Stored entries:
-=-=-=-=-
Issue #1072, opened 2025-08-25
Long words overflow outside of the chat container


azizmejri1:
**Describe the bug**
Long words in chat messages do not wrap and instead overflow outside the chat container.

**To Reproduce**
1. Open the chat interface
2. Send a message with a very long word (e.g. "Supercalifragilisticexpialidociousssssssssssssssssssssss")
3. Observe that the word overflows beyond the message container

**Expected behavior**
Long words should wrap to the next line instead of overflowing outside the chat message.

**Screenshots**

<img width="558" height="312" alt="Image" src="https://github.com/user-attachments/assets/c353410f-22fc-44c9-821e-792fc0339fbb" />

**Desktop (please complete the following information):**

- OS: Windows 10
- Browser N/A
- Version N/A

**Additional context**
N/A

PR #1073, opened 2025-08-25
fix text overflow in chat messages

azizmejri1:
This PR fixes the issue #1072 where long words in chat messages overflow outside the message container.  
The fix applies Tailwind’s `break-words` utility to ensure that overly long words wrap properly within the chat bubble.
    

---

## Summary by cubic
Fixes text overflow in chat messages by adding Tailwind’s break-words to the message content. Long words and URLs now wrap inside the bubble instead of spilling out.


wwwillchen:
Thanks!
-=-=-=-=-
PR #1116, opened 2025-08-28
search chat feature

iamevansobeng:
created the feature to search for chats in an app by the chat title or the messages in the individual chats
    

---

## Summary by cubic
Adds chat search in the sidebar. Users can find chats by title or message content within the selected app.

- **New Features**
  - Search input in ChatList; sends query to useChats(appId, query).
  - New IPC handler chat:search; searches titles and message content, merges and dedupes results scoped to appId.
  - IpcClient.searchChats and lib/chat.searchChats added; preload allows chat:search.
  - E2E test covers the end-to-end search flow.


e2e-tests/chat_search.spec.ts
-=-=-=-=-
Exercise details — Reproduce the entries above exactly, but only the lines between the line holding "This PR fixes" and the line holding "Fixes text overflow", inclusive.

Reply —
This PR fixes the issue #1072 where long words in chat messages overflow outside the message container.  
The fix applies Tailwind’s `break-words` utility to ensure that overly long words wrap properly within the chat bubble.
    

---

## Summary by cubic
Fixes text overflow in chat messages by adding Tailwind’s break-words to the message content. Long words and URLs now wrap inside the bubble instead of spilling out.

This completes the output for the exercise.